Dengan keahliannya itu, kata Awaludin, pada April 2019 lalu, AA menguji keamanan sistem elektronik Komisi Pemilihan Umum Republik Indonesia (KPU RI) dan menemukan celah. AA juga melaporkan celah tersebut ke Badan Siber dan Sandi Negara (BSSN).
Namun, ternyata terjadi kesalahpahaman sehingga AA ditindak karena tuduhan tindak pidana akses ilegal UU ITE, dengan Nomor LP/B/392/IV/2019/Bareskrim, tertanggal 19 April. Pada tanggal 22 April 2019, Mabes Polri menangkap AA di Padang dan menerbangkannya ke Jakarta.
Awaludin mengatakan AA pun selanjutnya dinyatakan sebagai tersangka atas percobaan melakukan Illegal Access terhadap website KPU RI dan melanggar Pasal 33 dan atau Pasal 51 ayat (2) Pasal 36 Undang-undang Nomor 19 Tahun 2019 tentang Perubahan atas Undang-undang Nomor 11 Tahun 2008 tentang Informasi dan Transaksi Elektronik.
"Perlakuan kepolisian cukup baik dan profesional. Dalam memeriksa AA. AA ditetapkan sebagai tersangka dan melakukan wajib lapor 2 kali seminggu, yaitu setiap hari Senin dan Kamis," katanya.
"Padahal, sebelumnya AA banyak mendapat penghargaan sertifikat sebagaimana yang telah ia peroleh dari berbagai instansi seperti SQL Injection Challenge Kominfo, sertifikat AVIRA vulnerabilities, sertifikat Responsible Disclosure dari McAfee, dan sertifikat Bug Report Vulnerability Tokopedia," lanjut Awaludin.
Lantaran itu dirinya dan pengacara Bunga Siagian berupaya membantu AA untuk menyelesaikan permasalahan ini di luar jalur litigasi karena meyakini bahwa ini bukanlah masalah hukum, apalagi pidana. Awaludin mengatakan bahwa AA tidak ada niat untuk melakukan pelanggaran hukum, justru ingin membantu penguatan sistem keamanan KPU RI.
Setelah beberapa kali pertemuan dengan pihak KPU RI, tindakan AA pun dimengerti dan penyidikan terhadap kasus ini tidak lagi dilanjutkan. Mabes Polri memutuskan untuk menghentikan perkara AA dan mengeluarkan Surat Penghentian Penyidikan Perkara No. SPPP/ 118.A/ VIII/ 2019/ Dittipidsiber tertanggal 26 Agustus 2019. Barang bukti yang sempat disita pun dikembalikan kepada AA.

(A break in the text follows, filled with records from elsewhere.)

PR #12715, opened 2026-09-02
test(server): drain heartbeat work before database teardown

lorenzozanee:


nguyenm7 (approved):
Independently root-caused this flake from the failing CI runs before finding this PR, and landed on the same fix — approving with the local verification this PR's environment couldn't produce.

**Root cause confirmation.** In run 33508746273 / job 100244433546 (and its rerun), Postgres reports the exact cycle: the `afterEach` `TRUNCATE ... RESTART IDENTITY CASCADE` waits for `AccessExclusiveLock` on a relation held by a second backend, while that backend waits for `RowExclusiveLock` on a table the TRUNCATE already locked (`40P01`). The second backend is the run's trailing finalize work: `waitForRunToFinish` polls only the status column, and a run reaches terminal status before `executeRun`'s finally block finishes flushing rows/events (documented on `drainActiveRunExecutions` in `heartbeat.ts`). The suite was added in #12188 without the teardown drain that `heartbeat-local-environment.test.ts` and `helpers/drain-heartbeat-runs.ts` (#10464) established for exactly this class; using the shared helper here is the right shape, and hoisting one suite-level `heartbeatService(db)` is what makes the drain observe the suite's own runs.

**Verification (covers the gap noted in the PR body).** On macOS 26.2, Node v26.7.0, at this PR's exact head `224a70cf`:

- `pnpm vitest run src/__tests__/heartbeat-direct-adapter-native-isolation.test.ts` — **10 consecutive runs, 10/10 green**.
- An independently written equivalent patch also passed 10/10 before I found this PR.
- A scratch harness looping the *unpatched* poll→TRUNCATE sequence 60× did not trigger the deadlock locally — the window needs slow, loaded CI shard machines — so CI's two identical `40P01` failures remain the reproduction evidence, and the drain closes the window by construction rather than by timing.

**To get the gates green (no new commit needed):**

- The commitperclip `review` job failed only on `Empty section: ## Model Used` — fill that in (it's your authoring model, so I didn't edit it for you), then rerun the failed workflow run; the gate script fetches the PR body live, so a body edit plus rerun suffices.

**Non-blocking observation:** `heartbeat-runtime-skills.test.ts` guards the same TRUNCATE pattern with only a bare 100 ms sleep — same latent race, worth the same drain treatment in a follow-up.

Issue #12411, opened 2026-08-28
heartbeat-runs cancel: OpenAPI advertises agent auth that doesn't exist (same bug class as #9726/#11946)


jonguttman:
## What happened?

`POST /api/heartbeat-runs/{runId}/cancel` (`server/src/routes/agents.ts`) opens with
`assertBoard(req)` — unconditional board-only, no agent bearer path at all. A valid
agent bearer token plus the current `X-Paperclip-Run-Id` gets exactly:

```json
{"error":"Board access required"}
```

But `/api/openapi.json` advertises `x-paperclip-authorization.actor: "board_or_agent"`
and includes `AgentBearerAuth` security for this operation. Confirmed by reading the
generator: `resolveOperationAuthLevel` (`server/src/routes/openapi.ts`) classifies a
route as board-only only if its `METHOD /api/path` key is in the hand-maintained
`BOARD_ONLY_OPERATIONS` set or matches a `BOARD_ONLY_PREFIXES` prefix; everything else
silently falls through to `authenticated` → `board_or_agent`. `POST
/api/heartbeat-runs/{runId}/cancel` was never added to that set, so the generated spec
just describes the classifier's default, not the route's actual guard.

**This is not a one-off — it is the identical bug shape as #9726 / #11946**, just on a
different route (`clear-error` there, `heartbeat-runs/{id}/cancel` here). #9726 fixed
the clear-error instance by adding one entry to `BOARD_ONLY_OPERATIONS`, but was closed
without merging, and #11946 shows it's still live on master. The recurrence on a
second, unrelated route is evidence the hand-maintained-allowlist approach itself is
the defect, not any single missing entry.

### A broader sweep (NOT independently verified per-route — see caveat)

Grepping every `router.<method>(...)` handler whose **first statement** is
`assertBoard(req)` and diffing the reconstructed `METHOD /api/path` key against
`BOARD_ONLY_OPERATIONS`/`BOARD_ONLY_PREFIXES` turns up roughly 30–40 more candidate
routes across `agents.ts`, `companies.ts`, `costs.ts`, `secrets.ts`,
`issue-tree-control.ts`, `approvals.ts`, `activity.ts`, and `attention.ts` — e.g.
`POST /api/agents/{id}/pause`, `POST /api/agents/{id}/resume`, `POST
/api/agents/{id}/terminate`, `PATCH /api/secrets/{id}`, `POST
[...]

Issue #11946, opened 2026-08-22
clear-error: OpenAPI advertises agent auth that doesn't exist, and there's no non-board way to clear a stale errorReason at all


satruxag:
## What happened?

`POST /api/agents/{id}/clear-error` is the only way to reset an agent's `errorReason`/`status:error` back to a working state, and it is (correctly, by design) board-only at runtime. But two things around it are broken for anyone trying to build or reason about agent-error recovery:

**1. The published OpenAPI contract says otherwise.** The generated spec for this route advertises `AgentBearerAuth` as a valid security scheme and `x-paperclip-authorization: {actor: "board_or_agent"}`. In practice, calling it with an agent API key — including the CEO-tier agent's own key, on its own agent record — returns `403 {"error":"Board access required"}`. Anyone designing an automated recovery flow off the spec (rather than by trial and error against the live server) will build against a permission that doesn't exist.

This exact mismatch was already caught and fixed in #9726 (`fix(server): mark clear-error OpenAPI contract as board-only`) — checks passing, Greptile review at 5/5 confidence, one-line change to `BOARD_ONLY_OPERATIONS` in `server/src/routes/openapi.ts` plus a doc note. It was closed without merging. Reproduced independently against current `master`; the mismatch is still live. Requesting it (or an equivalent) actually land.

**2. Even granting #1, there's no non-board path to clear a stale `errorReason` at all.** `PATCH /api/agents/{id}` does not expose `errorReason` in its schema (checked against the full property list). So the *only* way to clear it, ever, is `clear-error`, which is board-only. Concretely: an agent that has recovered and is healthy again keeps showing its last traceback in `errorReason` indefinitely unless a board principal calls `clear-error` for it. That's a diagnostics problem (the next incident's triage starts from stale data) as much as a permissions one.

This is adjacent to #10956 (allow `PATCH` to revive a `terminated` agent) but distinct: #10956 is about the `terminated` status transition being blocked outright; this is about a **non-terminated, already-healthy** agent whose `errorReason` field has no clearing path short of board action, regardless of status.

## Expected behavior

Pick one (not necessarily mutually exclusive):

- `errorReason` becomes PATCH-able (e.g. `PATCH /api/agents/{id}` with `errorReason: null`), gated by whatever permission already governs `agents:write`/`agents:configure` for the requesting principal, so a non-board agent principal with the right permission can clear its own or a subordinate's stale error state.
[...]

PR #12722, opened 2026-09-02
fix(openapi): track base drift — annotate the queued-comment steer route, drop two removed experimental entries

### LINKED ISSUE #12661: OpenAPI x-paperclip-authorization contradicts assertBoard on 48 operations
# Upstream report B — OpenAPI `x-paperclip-authorization` contradicts the runtime guard on 48 operations

**Type:** bug — published API contract does not match enforced authorization
**Versions checked:** `@paperclipai/server` 2026.817.0 (installed and running here; the served `/api/openapi.json` was read directly) and 2026.824.0 (npm dist-tag `latest`, tarball read on 2026-08-25). Present in both.

---

## Summary

The generated OpenAPI document tells clients that 48 board-only operations are callable by an agent token. They are not — the handlers reject agent actors with 403. The annotation is derived from a hand-maintained path table inside the document generator that has no link to, and no test against, the `assertBoard(req)` guard the handler actually runs.

The published contract does not merely omit the restriction; it positively advertises the opposite, listing `AgentBearerAuth` among the accepted security schemes for each of these operations.

## Reproduction

Read the served document and an authenticated agent's actual result for the same operation:

```
$ curl -s .../api/openapi.json | jq '.paths."/api/companies/{companyId}/activity".post
                                     | {auth: ."x-paperclip-authorization", security}'
{
  "auth":     { "actor": "board_or_agent" },
  "security": [ {"BoardSessionAuth": []}, {"BoardApiKeyAuth": []}, {"AgentBearerAuth": []} ]
}

$ curl -s -o /dev/null -w '%{http_code}
' \
       -H "Authorization: Bearer $AGENT_TOKEN" .../api/companies/$COMPANY/attention
403
```

Six of the listed operations were probed live with a valid agent bearer token on 2026.817.0 — all read-only ones, to avoid side effects. Every one returned 403:

| Operation | Spec actor | Live result with agent token |
|---|---|---|
| `GET /api/companies/{companyId}/attention` | `board_or_agent` | 403 |
| `GET /api/companies/{companyId}/decisions` | `board_or_agent` | 403 |
| `GET /api/companies/{companyId}/secrets` | `board_or_agent` | 403 |
| `GET /api/tool-gateway/runtime-slots` | `board_or_agent` | 403 |
| `GET /api/tool-gateway/audit` | `board_or_agent` | 403 |
| `GET /api/issues/{id}/tree-holds` | `board_or_agent` | 403 |

## Mechanism

`server/dist/routes/openapi.js` computes the annotation in `applyDocumentFixups`:

```js
const authLevel = resolveOperationAuthLevel(method, path);
operation["x-paperclip-authorization"] =
    authLevel === "instance_admin" ? { actor: "board", instanceAdmin: true }
  : authLevel === "board"          ? { actor: "board" }
  : authLevel === "authenticated"  ? { actor: "board_or_agent" }
  :                                  { actor: "public" };
```

and `resolveOperationAuthLevel` classifies from three hand-maintained literals in that same file:

```js
function resolveOperationAuthLevel(method, path) {
    const key = operationKey(method, path);
    if (PUBLIC_OPERATIONS.has(key))         return "public";
    if (INSTANCE_ADMIN_OPERATIONS.has(key)) return "instance_admin";
    if (isBoardOnlyOperation(method, path)) return "board";
    return "authenticated";          // <- default, becomes actor: board_or_agent
}
```

`isBoardOnlyOperation` consults `BOARD_ONLY_OPERATIONS` (a `Set` of 133 `"METHOD /path"` strings in 2026.817.0, 134 in 2026.824.0) plus four `BOARD_ONLY_PREFIXES` (`/api/auth/`, `/api/admin/`, `/api/plugins`, `/api/instance/`).

So authorization has two independent sources of truth: the per-handler `assertBoard(req)` call that actually enforces, and a string list in the doc generator that describes. Nothing keeps them in step. The failure mode is not "someone forgot one entry" — it is that the default for an unlisted route is `board_or_agent`, so **every new board-only route is mislabeled until somebody remembers to add its exact `METHOD /path` string to the set**. The list grew by exactly one entry between 2026.817.0 and 2026.824.0 while the mislabel count stayed at 47–48, which is what that drift looks like in practice.

## Full list (2026.817.0, served document vs. shipped handlers)

Method, path, the actor the served spec publishes, and the source line of the `assertBoard(req)` that contradicts it:

| Method | Path | Spec actor | Handler guard |
|---|---|---|---|
| `DELETE` | `/api/agents/{id}` | `board_or_agent` | `routes/agents.js:2794` |
| `DELETE` | `/api/agents/{id}/keys/{keyId}` | `board_or_agent` | `routes/agents.js:2851` |
| `DELETE` | `/api/secrets/{id}` | `board_or_agent` | `routes/secrets.js:881` |
| `GET` | `/api/agents/{id}/keys` | `board_or_agent` | `routes/agents.js:2815` |
| `GET` | `/api/agents/{id}/runtime-state` | `board_or_agent` | `routes/agents.js:1996` |
| `GET` | `/api/agents/{id}/task-sessions` | `board_or_agent` | `routes/agents.js:2006` |
| `GET` | `/api/companies/{companyId}/attention` | `board_or_agent` | `routes/attention.js:18` |
| `GET` | `/api/companies/{companyId}/costs/quota-windows` | `board_or_agent` | `routes/costs.js:236` |
| `GET` | `/api/companies/{companyId}/decision-training` | `board_or_agent` | `routes/decision-training.js:100` |
| `GET` | `/api/companies/{companyId}/decision-training/export.jsonl` | `board_or_agent` | `routes/decision-training.js:121` |
| `GET` | `/api/companies/{companyId}/decisions` | `board_or_agent` | `routes/decisions.js:144` |
| `GET` | `/api/companies/{companyId}/secret-proposals` | `board_or_agent` | `routes/secrets.js:230` |
| `GET` | `/api/companies/{companyId}/secret-providers` | `board_or_agent` | `routes/secrets.js:316` |
| `GET` | `/api/companies/{companyId}/secrets` | `board_or_agent` | `routes/secrets.js:506` |
| `GET` | `/api/decision-training/{id}` | `board_or_agent` | `routes/decision-training.js:146` |
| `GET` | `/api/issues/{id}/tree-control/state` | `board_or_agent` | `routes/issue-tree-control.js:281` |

"Tapi baru Kamis (19/9/2019) kemarin kami mengambil barang bukti laktop dan modem, alat kerja AA yg sebelumnya diperiksa," katanya.
“AA sebenarnya pemuda dengan talenta teknologi digital yang perlu didorong untuk memperkuat sistem keamanan siber. Kita butuh pembaruan hukum untuk mengakomodir niat baik dia," lanjutnya.